Wir begrüßen ausdrücklich die Einführung der gesplitteten Abwassergebühren als alte Grüne Forderung. Dies dient nicht nur der Gebührengerechtigkeit nach dem Verursacherprinzip sondern wird auch dazu führen, künftig vermehrt Regenwasser für alltägliche Dinge wie Toilettenspülung, Waschmaschine oder Gartenbewässerung zu nutzen, statt dafür wertvollstes Trinkwasser zu verschwenden.
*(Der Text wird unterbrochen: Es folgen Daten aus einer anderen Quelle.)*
PR #69, opened 2015-10-06
Problem with projection of track to calorimeter

blackcathj:
This is for discussion rather than merging immediately. 

I have quite some problem on projecting the track to the calorimeter using the default tool: PHG4HoughTransform::projectToRadius. First of all, it use a mix of track state and vertex state to start the projection. Then I couldn't figure out how it use the charge sign to determine the bending direction of the track. Most importantly, it do not seem to work at the current stage. 

Here is projection of one 8 GeV track to 10, 20, ... 80 cm radius. Note the coordinate jump sign around R=20 cm:
```
void EMCalAna::eval_trk(PHG4Particle*, EMCalTrk&, PHCompositeNode*) - info - handling track track p= (3.91465, 6.79369, 0.218141) GeV/c, size_states = 1
void EMCalAna::eval_trk(PHG4Particle*, EMCalTrk&, PHCompositeNode*) - info - track projection : v=1.2296e-05, -7.08519e-06 p = 3.91465, 6.79369
void EMCalAna::eval_trk(PHG4Particle*, EMCalTrk&, PHCompositeNode*) - info - handling track proj. (5.01748, 8.65014, 0.278212), eta 0.0278176, phi1.04518
void EMCalAna::eval_trk(PHG4Particle*, EMCalTrk&, PHCompositeNode*) - info - handling track proj. (-9.88573, -17.386, 0.556427), eta 0.0278178, phi-2.08781
void EMCalAna::eval_trk(PHG4Particle*, EMCalTrk&, PHCompositeNode*) - info - handling track proj. (-14.7538, -26.1214, 0.834646), eta 0.0278179, phi-2.08494
void EMCalAna::eval_trk(PHG4Particle*, EMCalTrk&, PHCompositeNode*) - info - handling track proj. (-19.5717, -34.8848, 1.11287), eta 0.0278182, phi-2.08208
void EMCalAna::eval_trk(PHG4Particle*, EMCalTrk&, PHCompositeNode*) - info - handling track proj. (-24.3395, -43.6759, 1.39111), eta 0.0278185, phi-2.07921
void EMCalAna::eval_trk(PHG4Particle*, EMCalTrk&, PHCompositeNode*) - info - handling track proj. (-29.057, -52.4947, 1.66935), eta 0.027819, phi-2.07634
void EMCalAna::eval_trk(PHG4Particle*, EMCalTrk&, PHCompositeNode*) - info - handling track proj. (-33.7241, -61.3407, 1.94761), eta 0.0278195, phi-2.07347
void EMCalAna::eval_trk(PHG4Particle*, EMCalTrk&, PHCompositeNode*) - info - handling track proj. (-38.3406, -70.2139, 2.22589), eta 0.02782, phi-2.0706
void EMCalAna::eval_trk(PHG4Particle*, EMCalTrk&, PHCompositeNode*) - info - handling track proj. (-47.4215, -88.0409, 2.7825), eta 0.0278214, phi-2.06487
void EMCalAna::eval_trk(PHG4Particle*, EMCalTrk&, PHCompositeNode*) - info - handling track proj. (1547.89, 872.793, 51.8743), eta 0.0291879, phi0.513422
```

## Quick fix

As a quick fix, this pull request carry one suggested algorithm. It is simple in the sense that it assumes the track come near x,y = 0 cm. Then does a helical projection through a homogeneous Bz field towards a cylinder of given radius.  For calorimeter analysis, where only process of cm is needed, this looks sufficient. But this is not a long term solution. 

Here is one projection check towards EMCal and inner HCal (inner HCal seems have a +0.5 phi bin offset which require additional fix in calorimeter code):

g4hits_sphenix_e-_eta0_8gev-all root_ana root_drawecal_pdst_trackprojection_checks_cut_all_event

### DIFF
--- a/simulation/g4simulation/g4hough/PHG4HoughTransform.C
+++ b/simulation/g4simulation/g4hough/PHG4HoughTransform.C
@@ -45,10 +45,12 @@
 
 // ROOT includes
 #include <TH1D.h>
+#include <TVector3.h>
 
 // standard includes
 #include <cmath>
 #include <iostream>
+#include <cassert>
 
 using findNode::getClass;
 using namespace std;
@@ -99,12 +101,20 @@ static inline double sign(double x)
 
 void PHG4HoughTransform::projectToRadius(const SvtxTrack* track, double B, double radius, vector<double>& intersection)
 {
+  assert(radius>0);
 
-  float phi  = atan2(track->get_y(),track->get_x());
+  float phi  = atan2(track->get_py(),track->get_px());
   float d    = track->get_dca2d();
-  float k    = B / 333.6 / track->get_pt();
+  float k    = - B / 333.6 / track->get_pt() * track->get_charge();
   float z0   = track->get_z();
-  float dzdl = track->get_pz()/track->get_p();
+//  float dzdl = track->get_pz()/track->get_p();
+  float dzdS2D = track->get_pz()/track->get_pt();
+
+  if (k>2./radius) return; //no intersection
+  if (fabs(d)>2)
+    {
+      cout <<__PRETTY_FUNCTION__<<" - Error - "<<"DCA ("<<d<<" cm) too large for assumption of this algorithm "<<endl;
+    }
 
   intersection.clear();intersection.assign(3,0.);
   double& x = intersection[0];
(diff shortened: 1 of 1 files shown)


simulation/g4simulation/g4hough/PHG4HoughTransform.C
```diff
@@ -99,12 +101,20 @@ static inline double sign(double x)
...
 void PHG4HoughTransform::projectToRadius(const SvtxTrack* track, double B, double radius, vector<double>& intersection)
 {
+  assert(radius>0);
 
-  float phi  = atan2(track->get_y(),track->get_x());
+  float phi  = atan2(track->get_py(),track->get_px());
   float d    = track->get_dca2d();
-  float k    = B / 333.6 / track->get_pt();
+  float k    = - B / 333.6 / track->get_pt() * track->get_charge();
   float z0   = track->get_z();
```
blackcathj: This seems to be DCA_z rather than abs. z location of the track? Then the track projection need to be further offset by vertex z in the user code.

mccumbermike: Yes, this is a long standing convention bug on the filling of the track.
All coordinates are supposed to be absolute, but it hasn't shown up so far
because most users are throwing events at (0,0,0). I have it on my todo
list, but hadn't fixed it yet because I needed to do a search to make sure
I can swap in the absolute coordinate without affecting downstream code. I
guess in this instance that swap would have fixed the (part of) this issue.

I will have to take a closer look to grok the full extent of the issues.
Give me a day or two to get caught up and I'll come back with some better
understanding. But I'm not opposed to a fast fix right now to aid the
calorimeter studies.

Aside: We also need to fill an outer state vector to make the projection
length to the calorimeter sorter. And we should pick a reference radius for
the hadronic calorimeters that minimizes the offset due to the tilt angles.

Mike

--
Michael P. McCumber, PhD
505-709-8161

mccumbermike:
Okay, I think I have a solution for you. The old code made an assumption that we want to project from the DCA position and with the changes to the state vector we'd have to recreate the exact same conventions for the perigee coordinate system---so I made a new version that is longer, but explicitly handles the different options and is well commented so that others can follow/support the algorithm. The solution in this pull request also makes assumptions that won't always be the case when using this function call---I've tried to remove as many of these assumptions as is reasonably possible in the new version.

The new code projects from the default state vector (DCA point) to the forward-in-time solution where the vector leaves the cylinder defined by the radius input argument. It will then look for a state vector closer to the solution and redo the projection from there. So if/when outer state vectors are stored we can utilize a smaller projection length which will minimize issues with assuming a uniform field and no energy loss in material. There is also a handle to explicitly project as a line when the field is zeroed.

Eventually we should move to a Kalman based swim for these kinds of tasks, but I'm certain that approach would take me longer to develop than this solution.

Jin, could you pull the code from mccumbermike/coresoftware/calo_proj (these commits not yet part of this merge request) and give it a try? It works for projecting electron/positrons into the calorimeter at both small pt and large pt, but there may be some edge cases I overlooked. If it works for you we can either create a new pull request and merge from there or force this branch to follow that sequence of commits before merging.

FYI: The calc_proj branch also reverts the state vector positions to the global coordinate system.

blackcathj:
This problem is fixed with a permanent solution from @mccumbermike  in pull request #80 . Closing this issue.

Inwieweit die gesplitteten Abwassergebühren als Anreiz für größere Flächenentsiegelungen in spürbarem Ausmaß für die Grundwasserbildung und Hochwassergefahrenentschärfung ausreichen, wird die nahe Zukunft zeigen müssen.
Wir hatten lange und ausführliche Diskussionen zum Haushaltsentwurf 2012 auch außerhalb des Gremiums geführt und jedes Ratsmitglied kann und sollte aus den eingestellten Mitteln zu den Einzelpositionen seine ganz persönlichen Schlüsse ziehen – dies wird sich auch in unserem Abstimmungsverhalten widerspiegeln.
Ich bedanke mich für die Zusammenarbeit mit der gesamten Verwaltung ganz gleich in welcher Position, den Ratskolleginnen und Ratskollegen sowie für Ihre Aufmerksamkeit und wünsche allen Anwesenden besinnliche Feiertage!